A robust Python pipeline for collecting, filtering, deduplicating, and indexing CSV datasets from Kaggle at scale.
This project is designed for building a high-quality tabular data pool with strict constraints on dataset size, CSV structure, and per-dataset diversity.
- 🔍 Search Kaggle datasets by multiple keywords & pages
- 📦 Download datasets with pre-check size limit (≤ 2GB per dataset)
- 📊 Filter CSV files by:
- Row count
- Column count
- Content hash (global deduplication)
- 🧠 Per-dataset CSV selection (max 5)
- Prefer different table names (file-name based)
- 🧾 Generate a comprehensive
index.csv - 🧹 Automatic cleanup of temporary files
- 🔁 Built-in retry & rate-limit mitigation
- 🛡️ Handles CSV filename encoding / garbled text issues
kaggle_pool/
├── all_csv/ # Final accepted CSV files
│ ├── sales_2022_a91c2f3e12.csv
│ ├── train_b83d91a44e.csv
│ └── ...
├── index.csv # Metadata index of all collected CSVs
└── raw_datasets/ # Temporary downloads (auto-deleted)

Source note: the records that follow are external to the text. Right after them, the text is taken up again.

PR #351, opened 2023-06-06
only allow maxParallel number of running CRs

ZihanJiang96:
**problem** 
currently `max-parallel` only controls the number of concurrent reconcile() func, in a short period of time, all the IGs will enter the reconcile() at least once, and start to spin up new nodes / drain the old nodes. This will cause a memory spike in upgrade-manager.

**proposal** 
`max-parallel` should limit the max number of RollingUpgrade CRs in `running` state.

**changes introduced by this PR**
1. make sure there is at most `max-parallel` number of IGs in the `AdmissionMap`.
2. if length of `AdmissionMap` is zero, then possibly the pod restarted, fetch all CRs in running state by label, add to admission map, continue the reconcilation against these running IGs.

**tests**

1. unit test pass.
2. tested on a cluster with 50 IG, each IG has 3 node. submit 50 rollingupgrade CR at the same time.
the current implementation requires 1.2GB memory
by limiting `max-parallel` to 10, the memory consumption is 310MB
3. tested on a cluster with 100 IG, each IG has 6 node. submit 100 rollingupgrade CR at the same time.
the current implementation requires 5GB memory, the upgrade time is > 60min
by limiting `max-parallel` to 10, the memory consumption is 700MB, the upgrade time is 85min


controllers/rollingupgrade_controller.go
```diff
@@ -139,6 +140,14 @@ func (r *RollingUpgradeReconciler) Reconcile(ctx context.Context, req ctrl.Reque
 		return ctrl.Result{RequeueAfter: v1alpha1.DefaultRequeueTime}, nil
 	}
 
+	// only reconcile maxParallel number of CRs at a time
+	if common.GetSyncMapLen(&r.AdmissionMap) >= r.maxParallel {
+		if _, present := r.AdmissionMap.Load(rollingUpgrade.NamespacedName()); !present {
+			r.Info("number of ongoing CRs has reached the max-parallel limit, requeuing", "name", rollingUpgrade.NamespacedName())
```
shreyas-badiger, line 146: @ZihanJiang96 did you get a chance to test this on a large cluster? By enforcing this limit, we might slow down upgrades significantly. 

Here's what we could do:
- Create a dev cluster with 100 IGs. (maybe 2 nodes in each.)
- Do a cluster upgrade with current version of upgrade-manager (with maxUnavailable set to 100%)
    - Monitor the memory & CPU consumption.
    - Measure how much time it took, overall.
- Do a cluster upgrade with your changes. (with maxUnavailable set to 100%)
    - Monitor the memory & CPU consumption.
    - Measure how much time it took, overall.

figo (approved):

ZihanJiang96:
the CI failed, but i don't have permission to rerun it

tekenstam (approved):
LGTM, pending fixes to CI pipeline.

controllers/rollingupgrade_controller.go
```diff
@@ -122,6 +131,22 @@ func (r *RollingUpgradeReconciler) Reconcile(ctx context.Context, req ctrl.Reque
...
+	if common.GetSyncMapLen(&r.AdmissionMap) == 0 {
+		r.Info("admission map is empty, fetching all running CRs")
+		var rollingUpgradeList v1alpha1.RollingUpgradeList
+		err := r.List(ctx, &rollingUpgradeList, client.MatchingLabels{v1alpha1.LabelKeyRollingUpgradeCurrentStatus: v1alpha1.StatusRunning})
+		if err != nil {
+			r.Error(err, "failed to fetch running CRs")
+			return ctrl.Result{}, err
+		}
+		for _, cr := range rollingUpgradeList.Items {
+			if cr.CurrentStatus() == v1alpha1.StatusRunning {
```
shreyas-badiger, line 144: We can probably skip this check if you are only listing the `Running` rolling upgrades.

shreyas-badiger:
@ZihanJiang96 nice work!

Just two concerns:
- Testing this on a cluster with multiple IGs. 
- The log messages for other IGs that are not admitted could become very noisy. (maybe skip printing them)

PR #394, opened 2023-10-19
Process drain-failure nodes at the end

ssheladiya:
**Problem:**
At present, if upgrade-manager comes across a node failure, it becomes stuck and fails to proceed with draining other nodes until the failed node is repaired. This may cause significant delays if the drain-failure node requires a considerable amount of time to fix

**Proposal:**
Upgrade-manager skip the drain-failed nodes and return to them when all the other nodes in the InstanceGroups are rotated

**Changes introduced by this PR:**
- Marks instances that failed to drain with `failed-drain` value
- Upgrade-manager skips `failed-drain` instances while selecting the target and moves on to other instances
- Once no healthy instances are left to rotate, it tries to rotate the `failed-drain` instances again


controllers/upgrade.go
```diff
@@ -479,6 +497,16 @@ func (r *RollingUpgradeContext) SelectTargets(scalingGroup *autoscaling.Group) [
 	return targets
 }
```
ZihanJiang96, line 499: no need to add this func.
we already had https://github.com/keikoproj/upgrade-manager/blob/84dd4a7d7bd7b0f86bf3969d0821bf920ef27510/controllers/common/utils.go#L25

controllers/upgrade.go
```diff
@@ -112,7 +117,14 @@ func (r *RollingUpgradeContext) RotateNodes() error {
 		return nil
 	}
 
-	rotationTargets := r.SelectTargets(scalingGroup)
+	rotationTargets := r.SelectTargets(scalingGroup, failedDrainInstances)
+
+	if len(rotationTargets) == 0 && len(failedDrainInstances) > 0 {
+		// If there are failed instances, but no rotation targets, then we need to requeue.
```
ZihanJiang96, line 123: don't quite understand the comment here.

based on the logic, it should be:
```suggestion
		// If there are failed instances, but no rotation targets, then select failed isntances anyway.
```

controllers/upgrade.go
```diff
@@ -418,7 +433,7 @@ func (r *RollingUpgradeContext) ReplaceNodeBatch(batch []*autoscaling.Instance)
 	return true, nil
 }
 
-func (r *RollingUpgradeContext) SelectTargets(scalingGroup *autoscaling.Group) []*autoscaling.Instance {
+func (r *RollingUpgradeContext) SelectTargets(scalingGroup *autoscaling.Group, failedDrainInstances []string) []*autoscaling.Instance {
```
ZihanJiang96, line 436:
```suggestion
func (r *RollingUpgradeContext) SelectTargets(scalingGroup *autoscaling.Group, excludedInstances []string) []*autoscaling.Instance {
```

controllers/upgrade.go
ssheladiya: Thanks for pointing out, I will use that

controllers/upgrade.go
ssheladiya: I agree, let me rephrase it

controllers/upgrade.go
ssheladiya: fixed in [4511ff5](https://github.com/keikoproj/upgrade-manager/pull/394/commits/4511ff524f3093469ef17f72515d6d26f946b46c)

controllers/upgrade.go
ssheladiya: fixed in [4511ff5](https://github.com/keikoproj/upgrade-manager/pull/394/commits/4511ff524f3093469ef17f72515d6d26f946b46c)

controllers/upgrade.go
ssheladiya: fixed in [1fab0cc](https://github.com/keikoproj/upgrade-manager/pull/394/commits/1fab0cc975e4f7af8b35f4e89a4244467683f4bc)

ZihanJiang96 (approved):

tekenstam (approved):

shreyas-badiger (approved):
LGTM

PR #405, opened 2023-11-09
Early cordon

shreyas-badiger:
Currently, upgrade-manager supports 2 different strategies:
**Eager mode** - Eagerly wait for replacement nodes and only then drain & terminate the previous instances. 
**Lazy mode** - Rotate (drain and terminate) the desired number of nodes without waiting for the replacement nodes.

In these two strategies, we cordon only the nodes that are in the current batch (batch size is determined by maxUnavailable mentioned in the RollingUpgrade CR. By default maxUnavailable=1) 

While the upgrade is in progress, the remaining older nodes that are not yet considered in the node-rotation batch, might have newer deployments / pods scheduled. 

These newly scheduled pods could have yet another restart when the underlying older nodes are considered for rotation. 
There is also an added time for draining these nodes with additional new pods.

With the approach in PR, we will cordon all the nodes in the respective IG when a rollingUpgrade CR is being processed. The newer pods will always scheduled on newer nodes when an upgrade is in progress.


controllers/providers/kubernetes/nodes.go
```diff
@@ -75,3 +76,33 @@ func (k *KubernetesClientSet) DrainNode(node *corev1.Node, PostDrainDelaySeconds
 	}
 	return nil
 }
+
+// CordonNode cordons a node.
+func (k *KubernetesClientSet) CordonUncordonNode(node *corev1.Node, client kubernetes.Interface) error {
```
vgunapati, line 81:
```suggestion
func (k *KubernetesClientSet) CordonNode(node *corev1.Node, client kubernetes.Interface) error {
```

controllers/providers/kubernetes/nodes.go
```diff
@@ -75,3 +76,33 @@ func (k *KubernetesClientSet) DrainNode(node *corev1.Node, PostDrainDelaySeconds
 	}
 	return nil
 }
+
+// CordonNode cordons a node.
```
vgunapati, line 80:
```suggestion
// CordonUncordonNode cordons a node.
```

controllers/upgrade.go
```diff
@@ -750,3 +758,51 @@ func (r *RollingUpgradeContext) ClusterBallooning(batchSize int) (bool, int) {
...
+				if node == nil {
+					r.Info("node object not found in clusterNodes, unable to early-cordon node", "instanceID", instance.InstanceId, "name", r.RollingUpgrade.NamespacedName())
+					continue
+				}
+				//Early cordon only the dirfted instances and not the instances that have same scaling-config as the scaling-group
+				if !r.IsInstanceDrifted(instance) {
+					break
+				}
+				r.Info("early cordoning node", "instanceID", instance.InstanceId, "name", r.RollingUpgrade.NamespacedName())
+				if err := r.Auth.CordonUncordonNode(node, r.Auth.Kubernetes, true); err != nil {
```
vgunapati, line 794: test Uncordon case

shreyas-badiger: Done.

shaoxt (approved):
LGTM

vgunapati (approved):

controllers/rollingupgrade_controller.go
```diff
@@ -212,13 +213,20 @@ func (r *RollingUpgradeReconciler) Reconcile(ctx context.Context, req ctrl.Reque
...
 	}
 
 	// process node rotation
 	if err := rollupCtx.RotateNodes(); err != nil {
 		rollingUpgrade.SetCurrentStatus(v1alpha1.StatusError)
 		rollingUpgrade.SetLabel(v1alpha1.LabelKeyRollingUpgradeCurrentStatus, v1alpha1.StatusError)
 		common.SetMetricRollupFailed(rollingUpgrade.Name)
+
+		// try to uncordon all the cordoned nodes.
+		if _, err2 := rollupCtx.CordonUncordonAllNodes(false); err2 != nil {
```
ZihanJiang96, line 226: trying to understand why we do Uncordon here? If all old nodes remain in cordon state and there are pods pending, cluster autoscaler will launch new nodes, which is good.

shreyas-badiger: No. Think about cases where new nodes aren't coming up because of a faulty AMI. In such cases, we will have to uncordon the nodes or risk pod scaling / failure of new rollouts.

ZihanJiang96: Thanks!!!

PR #518, opened 2025-07-10
#7684 cordon nodes race condition

pritheeroy:
## Overview

This PR significantly improves the early cordoning feature by replacing AWS instance tags with Kubernetes-native node annotations and fixing race conditions and reliability issues.

## Describe the Problem

The current early cordoning implementation had some issues:
- Uses AWS instance tags instead of Kubernetes-native tracking
- Breaking on first non-drifted instance instead of processing all drifted instances
- No cleanup mechanism for cordoned nodes on failure
- Non robust error handling that fails entire operation on single node errors

### **Kubernetes-Native Tracking**
- Replace AWS instance tags with node annotation: `rollingupgrade.keikoproj.io/early-cordoned-by: upgrade-manager`
- Track which nodes were cordoned by upgrade-manager vs other processes
- Enable proper cleanup of only our cordoned nodes

### **Race Condition Fixes**
- Add `ensureClusterNodesMapPopulated()` to populate `ClusterNodesMap` before early cordoning
- Fix timing issue where NodeEventsHandler only captures nodes created after controller start

### **Reliability Improvements**
- Add retry mechanism with exponential backoff (100ms, 200ms, 300ms) for resource version conflicts
- Skip already cordoned nodes to avoid unnecessary API calls
- Skip instances in terminating states
- Process ALL drifted instances (fix `break` → `continue`)
- Continue processing nodes even if individual nodes fail
- Add cleanup logic on both success and failure paths

### **Error Handling**
- Graceful handling of individual node failures
- Rollback cordoning if annotation fails
- Comprehensive error reporting with node-level details

### **Test Environment:**
- **Cluster**: 30-node EKS cluster
- **Instance Types**: m6a.xlarge → c6a.xlarge upgrade
- **ASG**: `dev-proyballave-2-instance-manager-nodes`
- **Strategy**: `uniformAcrossAzUpdate` with 5% maxUnavailable

### **Test Results:**
- **All 30 nodes successfully cordoned**
-**Zero errors** during cordoning process  
- **All nodes properly annotated** with `rollingupgrade.keikoproj.io/early-cordoned-by: upgrade-manager`
- **Skip logic working**: Subsequent reconciliations show "node already cordoned by upgrade-manager, skipping"
- **Node rotation successful**: Instances properly drained and terminated
- **Resource version conflicts handled**: Retry mechanism with exponential backoff working


controllers/upgrade.go
```diff
@@ -777,57 +840,167 @@ func (r *RollingUpgradeContext) ClusterBallooning(batchSize int) (bool, int) {
...
-			if !common.ContainsEqualFold(awsprovider.TerminatingInstanceStates, aws.StringValue(instance.LifecycleState)) {
-				node := kubeprovider.SelectNodeByInstanceID(*instance.InstanceId, r.Cloud.ClusterNodes)
-				if node == nil {
-					r.Info("node object not found in clusterNodes, unable to early-cordon node", "instanceID", instance.InstanceId, "name", r.RollingUpgrade.NamespacedName())
+		if cordonNode {
+			// Skip already cordoned nodes to avoid unnecessary API calls
+			if node.Spec.Unschedulable {
+				// Check if it was cordoned by upgrade-manager
+				if node.Annotations != nil && node.Annotations[EarlyCordonAnnotationKey] == EarlyCordonAnnotationValue {
+					r.Info("node already cordoned by upgrade-manager, skipping", "instanceID", instance.InstanceId, "nodeName", node.Name, "name", r.RollingUpgrade.NamespacedName())
```
shreyas-badiger, line 879: Remove the "... by upgrade-manager" from the log. Node could be cordoned by other entities too - cluster-autoscaler, lifecycle-manager, node-reaper.

controllers/upgrade.go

- Total dataset size ≤ 2048 MB
- If dataset size cannot be determined:
- Can be allowed (configurable)
- Still checked again after download
| Constraint | Default |
|---|---|
| Min rows | 300 |
| Max rows | 50,000 |
| Min columns | 4 |
| Max CSVs per dataset | 5 |
| Deduplication | Global MD5 hash |
In this project, table name is derived from the CSV filename, not from headers.
Example:
| Filename | Table name signature |
|---|---|
train_1.csv |
train |
train_2.csv |
train |
test.csv |
test |
Selection strategy:
- Prefer CSVs with different table name signatures
- If fewer than 5 are found, allow duplicates to fill up
| Column | Description |
|---|---|
filename |
Final saved CSV filename |
rows |
Number of rows |
cols |
Number of columns |
size_kb |
File size (KB) |
md5 |
Content hash |
source |
Kaggle dataset reference |
keyword |
Search keyword |
name_sig |
Normalized table name |
orig_zip_name |
Original filename inside zip |
fixed_zip_name |
Filename after encoding fix |
- Python 3.8+
- Kaggle CLI
Install Kaggle CLI:
pip install kaggle
A valid Kaggle API Token is required.
python kaggle_downlaod.py
The script is designed for long-running execution and tolerates:
- Network instability
- Kaggle API rate limiting
- Partial failures
This project uses the official Kaggle CLI.
Users are responsible for complying with Kaggle’s Terms of Service.